▸ TASK STATEMENT
Reproduce exactly the lines from the line containing "Actually fix cdx regex init data race" through the end of the records below, including both ends, and nothing else.

▸ DATA EXCERPTS
PR #387, opened 2026-01-12
Actually fix cdx regex init data race

wlynch:
This is a follow up to https://github.com/protobom/protobom/pull/386, which didn't actually fix the problem w.r.t. the race detector because of the unsynchronized read.

This removes the read, since it doesn't really make a difference for the init once behavior.


cpanato (approved):

cpanato:
thanks!

PR #407, opened 2026-04-20
Add support for filter out dep types

puerco:
This adds a new function to the nodelist: `RemoveNodesByEdgeType()`

This new function allow to remove entire classes of nodes depending on how they are connected to the graph. The utility here is that we can now remove all the test dependencies or build dependencies from an SBOM.

RemoveNodesByEdgeType removes all nodes connected by the specified edge type. When a node has more than one path, it remains but it loses the targeted edge.


puerco:
I've pushed four more commits fixing a bunch of bugs I just found.

cpanato (approved):
Thanks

▸ WORKED SOLUTION
Actually fix cdx regex init data race

wlynch:
This is a follow up to https://github.com/protobom/protobom/pull/386, which didn't actually fix the problem w.r.t. the race detector because of the unsynchronized read.

This removes the read, since it doesn't really make a difference for the init once behavior.


cpanato (approved):

cpanato:
thanks!

PR #407, opened 2026-04-20
Add support for filter out dep types

puerco:
This adds a new function to the nodelist: `RemoveNodesByEdgeType()`

This new function allow to remove entire classes of nodes depending on how they are connected to the graph. The utility here is that we can now remove all the test dependencies or build dependencies from an SBOM.

RemoveNodesByEdgeType removes all nodes connected by the specified edge type. When a node has more than one path, it remains but it loses the targeted edge.


puerco:
I've pushed four more commits fixing a bunch of bugs I just found.

cpanato (approved):
Thanks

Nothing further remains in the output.